Quanto a 'mescere', è vero che risulta antiquato, ma si usa ancora molto in Toscana e in qualche altra regione (dove un'osteria è ancora una ''mescita'').


----------



## Starless74

bearded said:


> Quanto a 'mescere', è vero che risulta antiquato, ma si usa ancora molto in Toscana
> e in qualche altra regione (dove un'osteria è ancora una ''mescita'').


...E dove (osteria/mescita, intendo) il vino si vende per lo più sfuso direttamente dalla botte o da fusti, altrimenti è un'enoteca;
credo che difficilmente "mescita" e "mescere" riguardino ciò che avviene tra un commensale e l'altro, allo stesso tavolo, dalla bottiglia al bicchiere.
...Almeno dal mie parti.


----------



## bearded

Starless74 said:


> difficilmente '' ...   mescere" riguarda l'azione che avviene tra un commensale e l'altro, allo stesso tavolo, dalla bottiglia al bicchiere


Mi pare che però in Toscana l'uso sia ancora quello, a quanto ricordo (manco dalla Toscana da parecchio tempo e non sono sicuro al cento per cento). Magari qualche 'indigeno' vorrà illuminarci.


----------



## francisgranada

bearded said:


> ''Mettere del vino'' per me va bene in una ricetta : in un tegame mettete la carne,  un po' di  vino rosso, della conserva di pomodoro...


Sì, è logico, se ho capito bene. Un liquido sostanzialmente non "si mette", mentre nel caso di una ricetta gli ingredienti "si mettono" (=aggiungono) indipendentemente dalla loro sostanza ....

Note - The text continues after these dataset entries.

Issue #1447, opened 2023-10-25
The SequenceNumber for azure_messaging_servicebus::service_bus::BrokerProperties should be i64


Gaelik-git:
I got this message when trying to fetch message from a servicebus queue

```
ServiceBussError(Error { context: Full(Custom { kind: DataConversion, error: Error("invalid value: integer `32932572275146753`, expected i32", line: 1, column: 270) }, "unable to parse header 'HeaderName(\"brokerproperties\"): HeaderValue(\"{\\\"DeliveryCount\\\":3,\\\"EnqueuedTimeUtc\\\":\\\"Wed, 25 Oct 2023 20:57:39 GMT\\\",\\\"LockToken\\\":\\\"2d5cd34b-b7ff-4796-843a-551023940075\\\",\\\"LockedUntilUtc\\\":\\\"Wed, 25 Oct 2023 21:14:52 GMT\\\",\\\"MessageId\\\":\\\"65c5020980844d05abf3b7ace97818bc\\\",\\\"PartitionKey\\\":\\\"63\\\",\\\"SequenceNumber\\\":32932572275146753,\\\"State\\\":\\\"Active\\\",\\\"TimeToLive\\\":922337203685.47754}\")' into azure_messaging_servicebus::service_bus::BrokerProperties") })
```

When checking the documentation here : https://learn.microsoft.com/en-us/azure/service-bus-messaging/message-sequencing, it says
> The SequenceNumber value is a unique 64-bit integer

but it's defined as i32

https://github.com/Azure/azure-sdk-for-rust/blob/4849d7937edb8a95bbdfb85e1837c7606c83f57b/sdk/messaging_servicebus/src/service_bus/mod.rs#L278-L293

I am not sure when a `BrokerProperties` is provided to the `PeekLockResponse`, but is it possible to avoid this ?

Either way I think the code should be fixed

PR #1448, opened 2023-10-25
fix: sequence_number should be i64

Gaelik-git:
I tought I'd give it a try to check if would break in multiple place to fix this issue :
https://github.com/Azure/azure-sdk-for-rust/issues/1447

It's a breaking change for the api, but it's still better than having the runtime issue I met

Let me know, if you more information 

Thanks for the good work on all the crates

### DIFF
--- a/sdk/messaging_servicebus/src/service_bus/mod.rs
+++ b/sdk/messaging_servicebus/src/service_bus/mod.rs
@@ -289,7 +289,7 @@ pub struct BrokerProperties {
     pub message_id: String,
     pub sequence_number: i64,
     pub state: String,
-    pub time_to_live: i64,
+    pub time_to_live: f64,
 }
 
 impl BrokerProperties {
--- a/sdk/messaging_servicebus/src/service_bus/mod.rs
+++ b/sdk/messaging_servicebus/src/service_bus/mod.rs
@@ -287,7 +287,7 @@ pub struct BrokerProperties {
     #[serde(with = "time::serde::rfc2822")]
     pub locked_until_utc: OffsetDateTime,
     pub message_id: String,
-    pub sequence_number: i32,
+    pub sequence_number: i64,
     pub state: String,
     pub time_to_live: i64,
 }


heaths (approved):
This jives with the documentation: https://learn.microsoft.com/azure/service-bus-messaging/message-sequencing#sequence-number

Gaelik-git:
I think there is also an issue with the `TimeToLive`

> floating point `922337203685.4775`, expected i64

heaths:
I don't think that's correct. According to https://learn.microsoft.com/rest/api/servicebus/message-headers-and-properties,

> BrokerProperties {TimeToLive} is the number of seconds of the TimeSpan (double).

/cc @jsquire @JoshLove-msft

heaths (approved):

Gaelik-git:
I don't know about your release cycle, hopefully it can be merged and released soon.
In the mean time I can use my git branch as deps

Thanks

jsquire:
Careful with those docs, @heaths.   They seem to be focused on SBMP, which is a deprecated protocol.   You'll want to look at the [AMQP protocol guide for Service Bus](https://learn.microsoft.comazure/service-bus-messaging/service-bus-amqp-protocol-guide#message-annotations).

That said, I can confirm that the sequence number should be `i64`, as it is a message annotation specific to Azure and not the standard AMQP sequence number.   TimeToLive is a bit different.  We generally represent it as a time interval in the language representation.  The [AMQP format](http://docs.oasis-open.org/amqp/core/v1.0/os/amqp-core-messaging-v1.0-os.html#type-header) is a "duration in milliseconds" which is `uint`, by [spec](http://docs.oasis-open.org/amqp/core/v1.0/os/amqp-core-transport-v1.0-os.html#type-milliseconds).   If Rust doesn't have an intrinsic time interval type, `i64` seems more correct than `f64`, given the spec.

heaths:
@Gaelik-git from where did you get the error,
> floating point 922337203685.4775, expected i64

That was due to a deserialization error from Service Bus? What version of the service?

Gaelik-git:
It was the same event as #1447 message once I modified my project

Gaelik-git:
```
unable to parse header 'HeaderName(\"brokerproperties\"): HeaderValue(\"{\\\"DeliveryCount\\\":3,\\\"EnqueuedTimeUtc\\\":\\\"Wed, 25 Oct 2023 20:57:39 GMT\\\",\\\"LockToken\\\":\\\"2d5cd34b-b7ff-4796-843a-551023940075\\\",\\\"LockedUntilUtc\\\":\\\"Wed, 25 Oct 2023 21:14:52 GMT\\\",\\\"MessageId\\\":\\\"65c5020980844d05abf3b7ace97818bc\\\",\\\"PartitionKey\\\":\\\"63\\\",\\\"SequenceNumber\\\":32932572275146753,\\\"State\\\":\\\"Active\\\",\\\"TimeToLive\\\":922337203685.47754}\")' into azure_messaging_servicebus::service_bus::BrokerProperties
```

I am not sure how to find the version I am using of the service. It's a servicebus queue that was just created

Gaelik-git:
>     * TimeToLive is a bit different.  We generally represent it as a time interval in the language representation.  The [AMQP format](http://docs.oasis-open.org/amqp/core/v1.0/os/amqp-core-messaging-v1.0-os.html#type-header) is a "duration in milliseconds" which is `uint`, by [spec](http://docs.oasis-open.org/amqp/core/v1.0/os/amqp-core-transport-v1.0-os.html#type-milliseconds).   If Rust doesn't have an intrinsic time interval type, `i64` seems more correct than `f64`, given the spec.

On the php sdk the ttl is also documented as float
https://github.com/Azure/azure-sdk-for-php/blob/3528039537b6ba9dd1f033a3c47c299964ee0f63/src/ServiceBus/Models/BrokerProperties.php#L113

The servicebus was create using terraform, we are not setting the default_ttl_value so it's using the TimeSpan.MAX as value `P10675199DT2H48M5.4775807S`

https://github.com/hashicorp/terraform-provider-azurerm/blob/8cea9cf79df5f3c138d0d51719824daea85d7019/helpers/validate/time_test.go#L85-L87

PR #1459, opened 2023-11-09
fix partition key typo in cosmos readme

merlinio2000:
note: I'm unsure whether `a_number` was chosen to avoid confusion with reserved keywords in other languages but I decided to just make the comment consistent with the actual code.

Ho una domanda in proposito:  Immaginiamoci un fiore, p.e. in un vaso.  Quale verbo si userebbe per dire che bisogna "dargli" o "metterci" un po' d'acqua?  Si potrebbe dire p.e. "Versa un po' d'acqua su questo fiore/in questo vaso!" ,  oppure qui si userebbe solo il verbo  _annaffiare _(visto che si tratta di un fiore) ?


----------



## bearded

francisgranada said:


> visto che si tratta di un fiore


Io direi: ''annaffialo un po' '' - e familiarmente ''dàgli un po' d'acqua''. Non direi ''mettigli un po' d'acqua'' (però potrei dire ''metti/aggiungi un po' d'acqua nel vaso'').


----------



## Haltona

bearded said:


> Io direi: ''annaffialo un po' ''


Ma solo se la pianta è in un vaso con la terra, nel caso di un vaso con fiori recisi io userei piuttosto "aggiungi/metti un po' d'acqua al vaso". Però non saprei dire perché...


----------



## francisgranada

Haltona said:


> Ma solo se la pianta è in un vaso con la terra, nel caso di un vaso con fiori recisi io userei piuttosto "aggiungi/metti un po' d'acqua al vaso". Però non saprei dire perché...

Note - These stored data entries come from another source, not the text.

Issue #1228, opened 2023-02-23
azure_identity Credential implementations do not cache/refresh tokens


johnbatty:
In `azure_identity` the `XXXCredential` implementations of get_token() always do the work to fetch a new token, even if the previous token has not expired. It does no caching or refreshing of previously obtained tokens. This will clearly impact performance if you are making many API calls.  The impact will vary according to the credential mechanism, but a particularly bad example is if `AzCliCredential` is used then an `az` process is spawned to get a credential on every REST API call!

There is an [`AutoRefreshingTokenCredential`](https://docs.rs/azure_identity/latest/azure_identity/struct.AutoRefreshingTokenCredential.html) wrapper that does provide caching and renewing on expiry.  However, the documentation/examples do not explain that this needs to be used in order to have token caching, or the implications of not using it.  This wrapper also has [a recently discovered issue](https://github.com/Azure/azure-sdk-for-rust/issues/1225) where a single credential cannot be used for multiple different resources.

Links to several `get_token()` implementations, demonstrating that they unconditionally fetch new tokens:
- [AzureCliCredential::get_token()](https://github.com/Azure/azure-sdk-for-rust/blob/main/sdk/identity/src/token_credentials/azure_cli_credentials.rs#L125)
- [ClientSecretCredential::get_token()](https://github.com/Azure/azure-sdk-for-rust/blob/main/sdk/identity/src/token_credentials/client_secret_credentials.rs#L103)
- [ImdsManagedIdentityCredential::get_token()](https://github.com/Azure/azure-sdk-for-rust/blob/main/sdk/identity/src/token_credentials/imds_managed_identity_credentials.rs#L92)

At a minimum we should improve the `azure_identity` documentation to explain the behaviour.  However, I don't think that this is sufficient as it is too easy for developers to use a Credential provider in an inefficient way that will degrade performance in a way that is not obvious (it just makes your API calls slower).

The equivalent [Credential objects in the dotnet SDK do cache/refresh tokens](https://learn.microsoft.com/en-gb/dotnet/api/azure.identity.managedidentitycredential?view=azure-dotnet#methods), so I think that the ideal goal would be to rework the Rust SDK Credential implementations to implement token caching/refreshing to align with this behaviour.

demoray:
With at least one of the providers, IMDS, there are rate limits that will break due to rate limits unless the tokens are cached.

demoray:
Implemented in 1484.

PR #1464, opened 2023-11-16
Add support for authenticating using azureauth cli

demoray:
This PR adds support for calling out to the azureauth CLI.

https://github.com/AzureAD/microsoft-authentication-cli


sdk/identity/src/token_credentials/azureauth_cli_credentials.rs
```diff
@@ -0,0 +1,182 @@
...
+            std::io::ErrorKind::NotFound => {
+                Error::message(ErrorKind::Other, "azureauth CLI not installed")
+            }
+            error_kind => Error::with_message(ErrorKind::Other, || {
+                format!("Unknown error of kind: {error_kind:?}")
+            }),
+        })?;
+
+        if !output.status.success() {
+            let output = String::from_utf8_lossy(&output.stderr);
```
heaths, line 137: Does `Command` already deal with the Unicode->UTF8 conversion? Output on Windows is not UTF8 by default unless explicit set as the codepage - even for PowerShell (had to deal with this for another app where proper UTF8 encoding was critical).

heaths (dismissed):

sdk/identity/src/token_credentials/azureauth_cli_credentials.rs
```diff
@@ -0,0 +1,182 @@
...
+}
+
+/// Authentication Mode
+///
+/// Note: While the azureauth CLI supports devicecode, users wishing to use
+/// devicecode should use `azure_identity::device_code_flow`
+#[derive(Debug, Clone, Copy)]
+pub enum AzureauthCliMode {
+    All,
+    IntegratedWindowsAuth,
```
kyle-rader-msft, line 53: The `IntegratedWindowsAuth` and `Broker` modes are only valid modes on Windows. Not sure if you want to expose that here with `cfg!`'s or not. We generally recommend leaving the mode alone as the default will be the best options for your platform :)

sdk/identity/src/token_credentials/azureauth_cli_credentials.rs
```diff
@@ -0,0 +1,182 @@
...
+            .unwrap_or(false)
+        {
+            "azureauth.exe"
+        } else {
+            "azureauth"
+        };
+
+        let mut cmd = Command::new(cmd_name);
+        cmd.args([
+            "--resource",
```
kyle-rader-msft, line 106: The `resource` flag is a bit of an unfortunate reminent. Really under the hood, this is just a shortcut for a `scope` of `{resource}/.default`. We hope to at some point in the future remove that flag. I recommend using the `--scope` flag which is repeatable.

sdk/identity/src/token_credentials/azureauth_cli_credentials.rs
demoray: I don't think it does.  I tested the output empirically to validate it worked as expected on error.  Additionally, this is how the az-cli integration works.

kyle-rader-msft: AzureAuth explicitly sets it's output encoding as UTF-8.

sdk/identity/src/token_credentials/mod.rs
```diff
@@ -17,6 +18,7 @@ mod workload_identity_credentials;
 
 pub use auto_refreshing_credentials::*;
 pub use azure_cli_credentials::*;
+pub use azureauth_cli_credentials::*;
```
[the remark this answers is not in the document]
kyle-rader-msft: Hi @heaths, https://aka.ms/azureauth is a purpose built generic azure credential provider, that my team builds with the blessing of the Identity group. Not all developer environments can reliably install Python. So use AzureAuth as a stand-alone cred provider in most of our boot-strapping scenarios. it's also widely used across several internal applications, hitting roughly 10K MAU so far.

kyle-rader-msft (changes requested):
Thank you so much @demoray for jumping on this! This will unlock easy usage across a lot of developer tools!

sdk/identity/src/token_credentials/mod.rs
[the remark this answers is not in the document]
heaths: What Identity group, exactly? Within Azure SDKs? /cc @schaabs @christothes. While unofficial, the theme is to remain congruent with the official Azure SDKs for if/when we can GA.

heaths:
After discussing with some members of the Azure SDK Identity team, they have no plans to support _azureauth_ at this time but are aware of it and have talked with the team; however, they were fine with the idea to make it an optional feature in rust - something our other languages don't enjoy. If/when we support _azureauth_ we can revisit but our understanding is that this is mostly (only) an internal-only tool at this point.

So can you instead put this behind an optional off-by-default feature?

sdk/identity/src/token_credentials/mod.rs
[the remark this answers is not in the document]
kyle-rader-msft: The MSAL team(s). This is why we build AzureAuth alongside the other MSAL libraries, as the CLI MSAL variant :)

kyle-rader-msft:
@heaths That is understandable, we very much appreciate the inclusion as an optional feature :) (ty, Rust).

AzureAuth is OSS and might be used outside the company, but we explicitly enable no telemetry inherently as we care about data privacy first and foremost.

demoray:
> After discussing with some members of the Azure SDK Identity team, they have no plans to support _azureauth_ at this time but are aware of it and have talked with the team; however, they were fine with the idea to make it an optional feature in rust - something our other languages don't enjoy. If/when we support _azureauth_ we can revisit but our understanding is that this is mostly (only) an internal-only tool at this point.
> 
> So can you instead put this behind an optional off-by-default feature?

Done.

sdk/identity/src/token_credentials/mod.rs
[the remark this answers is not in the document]
demoray: This is now gated behind the feature "azureauth-cli".

sdk/identity/src/token_credentials/azureauth_cli_credentials.rs
cataggar: @demoray, this looks like the last outstanding issue, now that it is behind a feature flag.

sdk/identity/src/token_credentials/azureauth_cli_credentials.rs
```diff
@@ -0,0 +1,185 @@
...
+/// Authentication Mode
+///
+/// Note: While the azureauth CLI supports devicecode, users wishing to use
+/// devicecode should use `azure_identity::device_code_flow`
+#[derive(Debug, Clone, Copy)]
+pub enum AzureauthCliMode {
+    All,
+    #[cfg(target_os = "windows")]
+    IntegratedWindowsAuth,
+    Broker,
```
kyle-rader-msft, line 55:
```suggestion
    #[cfg(target_os = "windows")]
    Broker,
```
Broker would also need it's own `cfg` atribute right?

sdk/identity/src/token_credentials/azureauth_cli_credentials.rs
```diff
@@ -0,0 +1,185 @@
...
+        self.modes.push(mode);
+        self
+    }
+
+    pub fn with_modes(mut self, modes: Vec<AzureauthCliMode>) -> Self {
+        self.modes = modes;
+        self
+    }
+
+    fn get_access_token(&self, resource: &str) -> azure_core::Result<CliTokenResponse> {
```
kyle-rader-msft, line 90: Could we take `scopes: &Vec<String>` or similar here instead of a single `resource`?

kyle-rader-msft (changes requested):
Thanks for the feature flag, 2 remaining small comments :)

kyle-rader-msft:
@demoray , One more flag we highly encourage passing when using AzureAuth is the `--prompt-hint` flag, which, if possible, when there is an auth prompt, will be added to the auth prompt title bar. This only works, at present for WAM dialogs on Windows, but it aides with telemetry (if using it) and in the future will hopefully have better display options on Mac/Linux.

demoray:
> @demoray , One more flag we highly encourage passing when using AzureAuth is the `--prompt-hint` flag, which, if possible, when there is an auth prompt, will be added to the auth prompt title bar. This only works, at present for WAM dialogs on Windows, but it aides with telemetry (if using it) and in the future will hopefully have better display options on Mac/Linux.
> 
> Perhaps to future proof, we can add a `with_args` method to take an arbitrary list of extra args one might want to add to their usage?

I've added `--prompt-hint`.

kyle-rader-msft:
@demoray While testing this internally, we quickly found (and confirmed by reading the source for `Credential`, that each header construction invokes the get token method. So, internally we've tried adding to the AzureAuthTokenCredential a `Mutex<Option<TokenCliResponse>>` to cache the token in memory, and only proceed with calling azureauth if the token we have is valid for <= 2 minutes (which could be another ctor arg).

Calling AzureAuth can be expensive (300-1000ms depending on what's going on under the hood). So caching this will be important for performance in developer facing scenarios, which is exactly where AzureAuth is designed to be used :).

johnbatty:
@kyle-rader-msft Regarding token caching, there's an existing wrapper for this - see [AutoRefreshingTokenCredential](https://docs.rs/azure_identity/latest/azure_identity/struct.AutoRefreshingTokenCredential.html).

See my [`azure_devops_rust_api` example code](https://github.com/microsoft/azure-devops-rust-api/blob/f7fc6e5baf6ceb2d0ed87cfeae9170b63f570d11/azure_devops_rust_api/examples/utils/mod.rs#L27) for typical usage.

This is clearly not a great situation, as it is too easy for people to use the existing credential providers with no caching.  Ideally we would integrate the token caching into the credential providers so that it is done by default (which the other Azure SDKs seem to do).

I raised an issue about this earlier this year, but have not yet had a chance to implement it:
https://github.com/Azure/azure-sdk-for-rust/issues/1228

One further snippet on token caching - we had an issue raised previously which observed that the token cache needs to be per-resource.  I fixed this in `AutoRefreshingTokenCredential`, but worth being aware of it:
https://github.com/Azure/azure-sdk-for-rust/issues/1225

sdk/identity/src/token_credentials/azureauth_cli_credentials.rs
kyle-rader-msft: @demoray ping.

kyle-rader-msft (changes requested):
I think we still need 1 `cfg` on the broker mode (I could also see just leaving out the concept of modes and instead taking an arbitrary list of extra args to pass, so that as the args evolve over time this wrapper need not chance).

The other question I have is on the "resource" passed and it actually being a space separated list of scopes.

kyle-rader-msft:
@johnbatty - Thank you for calling that out!!

demoray:
> I think we still need 1 `cfg` on the broker mode (I could also see just leaving out the concept of modes and instead taking an arbitrary list of extra args to pass, so that as the args evolve over time this wrapper need not chance).
> 
> The other question I have is on the "resource" passed and it actually being a space separated list of scopes.

kyle-rader-msft (approved):
👍 given impending follow up PR.

cataggar (approved):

Forse perché nel caso con la terra infatti aggiungi l'acqua alla terra, da dove poi la pianta prende tutto quello che necessita.  Altrimenti, invece, praticamente aggiungi o metti l'acqua nel vaso ...


----------



## francisgranada

Ho ancora una domanda:

Supponiamo che uno versa troppa acqua in un bicchiere, cioè un po' più della quantità che ci stà. Allora come si esprime idiomaticamente quello che succede? 

Per esempio: L'acqua _si versa/si rovescia/scappa/esce fuori/ ..._ dal bicchiere.


----------



## Pietruzzo

L'acqua trabocca dal bicchiere


----------



## symposium

Hai spanto l'acqua! Hai spanto dappertutto! Hai spanto il vino sulla tovaglia...


----------



## Pietruzzo

symposium said:


> Hai spanto l'acqua! Hai spanto dappertutto! Hai spanto il vino sulla tovaglia...

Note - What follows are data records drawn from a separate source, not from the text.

PR #1470, opened 2023-11-21
Removed mutex from storage credentials

jorgecarleitao:
Mutexes should be avoided whenever possible, as they can result in slower code and deadlocks. It also requires more code to use it, as well as a higher cognitive load on the developer side to reason about potential deadlocks and how to run stuff in parallel.

This PR removes the `Mutex` in StorageCredentials's inner argument.

A corollary is that many function signatures no longer need to be `async` (since most were async for the async lock operation). This PR does not make such a change, as it has a larger blast radius.

A second corollary is that the crate no longer needs to depend on `futures`. This PR removes this dependency.

# Backward incompatible changes:

* the inner attribute of `StorageCredentials` was modified from `Arc<Mutex<StorageCredentialsInner>>` to `Arc<StorageCredentialsInner>`. Its usage no longer requires locking.
* `StorageCredentials::replace`'s signature changed from `replace(&self, other: Self)` to `replace(&mut self, other: Self)`

### DIFF
--- a/sdk/storage/src/authorization/mod.rs
+++ b/sdk/storage/src/authorization/mod.rs
@@ -6,12 +6,7 @@ use azure_core::{
     auth::TokenCredential,
     error::{ErrorKind, ResultExt},
 };
-use futures::lock::Mutex;
-use std::{
-    mem::replace,
-    ops::{Deref, DerefMut},
-    sync::Arc,
-};
+use std::sync::Arc;
 use url::Url;
 
 /// Credentials for accessing a storage account.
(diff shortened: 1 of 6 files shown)


jorgecarleitao:

sdk/storage/src/authorization/mod.rs
```diff
@@ -136,52 +131,35 @@ impl StorageCredentials {
     ///
     /// This method is useful for updating credentials that are used by multiple
     /// clients at once.
```
demoray, line 133: By making this take `&mut self`, you cannot update multiple clients at once.

Can you discuss how this would work for those cases?

jorgecarleitao: Thank you for the review. Could you exemplify what you mean with an example? I could not fund a test that would no longer work with this PR.

demoray: @jorgecarleitao , the underlying reason for mutex wasn't exposed appropriately.  

#1474 exposes the intended functionality.

demoray: @jorgecarleitao , with the change in #1477, the impact performance from using a Mutex should be reduced.

cataggar:
An example has been provided for why the types are separate. And performance improved by using a RwLock instead of Mutex.
- #1474
- #1477

PR #1471, opened 2023-11-21
Replaced `StorageCredentials` by `StorageCredentialsInner`

jorgecarleitao:
This PR:

* Removes `StorageCredentials` struct
* Renames `StorageCredentialsInner` to `StorageCredentials`

Thereby removing one level of indirection in the storage credentials.

# Background

The struct `StorageCredentials` was a wrapper to `pub Arc<Mutex<StorageCredentialsInner>>`. However, this is not really needed:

Non so quanto sia diffuso questo uso di "spandere" ma se passate dalle mie parti evitatelo. Sarebbe incomprensibile ai più.


----------



## Olaszinhok

Pietruzzo said:


> ma se passate dalle mie parti evitatelo. Sarebbe incomprensibile ai più.


Anche dalle mie.


----------



## lorenzos

Pietruzzo said:


> Non so quanto sia diffuso questo uso di "spandere" ma se passate dalle mie parti evitatelo. Sarebbe incomprensibile ai più.


Eppure:
De Mauro: 2. versare, spargere: spandere il vino sul tavolo
Treccani: b*.* Versare, spargere fuori: _s. il vino sulla tovaglia_
Gabrielli: 2 Versare, rovesciare in abbondanza; spargere: s. il vino sulla tovaglia


----------



## Pietruzzo

lorenzos said:


> Eppure:
> De Mauro: 2. versare, spargere: spandere il vino sul tavolo
> Treccani: b*.* Versare, spargere fuori: _s. il vino sulla tovaglia_
> Gabrielli: 2 Versare, rovesciare in abbondanza; spargere: s. il vino sulla tovaglia


Non ho detto che sia scorretto. Ho solo detto che dalle mie parti nessuno o quasi lo capirebbe.
Lo stesso Treccani del resto specifica "è comune invece, spec. in usi region. o letter., la forma spanto*" *(la sottolineatura è mia).


----------



## francisgranada

Provo a precisare un po' la mia domanda.

La sostanza è che l'acqua (o vino o qualsiasi liquido) "scorre fuori" dal bicchiere. Quindi l'accento non è sul fatto che poi la tovaglia diventa bagnata oppure che/se il liquido poi lo  troveremo dappertutto "sparso" sul tavolo ....

(non so se mi spiego ...)


----------



## Pietruzzo

Per quel che mi riguarda ho già risposto nel post #22.


----------



## bearded

francisgranada said:


> "sporto" sul tavolo


''Sporto'' viene da sporgere, che qui non c'entra. Forse intendevi ''sparso''.


francisgranada said:


> "scorre fuori" dal bicchiere


Anch'io, come Pietruzzo, direi ''trabocca'' (in un registro un po' più elevato: ''deborda'').


----------



## francisgranada

bearded said:


> ''Sporto'' viene da sporgere, che qui non c'entra. Forse intendevi ''sparso''.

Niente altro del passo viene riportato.